Other than looking for genes you expect to be different or unchanged, one of the first things to do is look at Gene Ontology (GO) term enrichment. There are many different algorithms for this, but you should annotate your genes with functional terms from GO using for instance Bast2GO (Conesa et al., 2005) and then use perhaps TopGO (Alexa et al., 2006) to determine whehter any particular sorts of genes occur more than expected in your differentially expressed genes.
References
Mortazavi A, Williams BA, McCue K, Schaeffer L, Wold B. (2008). Mapping and quantifying mammalian transcriptomes by RNA-Seq. Nat Methods 5(7):621-8. doi: 10.1038/nmeth.1226
Wang Z, Gerstein M, Snyder M. (2009). RNA-Seq: a revolutionary tool for transcriptomics. Nat Rev Genet 10(1):57-63. doi: 10.1038/nrg2484
Cole ST, Brosch R, Parkhill J, Garnier T, Churcher C, Harris D et al. (1998). Deciphering the biology of Mycobacterium tuberculosis from the complete genome sequence. Nature 393(6685):537-44.

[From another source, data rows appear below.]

PR #472, opened 2024-05-30
Neat 269 importer data model inference step

nikokaoja:
### Added
- Added `RulesInferenceFromRdfFile` to the step library


doctrino (commented):
Same question as the last importer. Is the `make_compliant` a property of the importer? Seems relevant for all data models you import into neat.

Parwati I, van Crevel R, van Soolingen D. (2010) Possible underlying mechanisms for successful emergence of the Mycobacterium tuberculosis Beijing genotype strains. Lancet Infect Dis 10(2):103-111. doi: 10.1016/S1473-3099(09)70330-5
Conesa A, Gotz S, Garcia-Gomez JM, Terol J, Talon M, Robles M. (2005) Blast2GO: a universal tool for annotation, visualization and analysis in functional genomics research. Bioinformatics 21(18):3674-6.
Alexa A, Rahnenfuhrer J, Lengauer T. (2006). Improved scoring of functional groups from gene expression data by decorrelating GO graph structure. Bioinformatics 22(13):1600-7.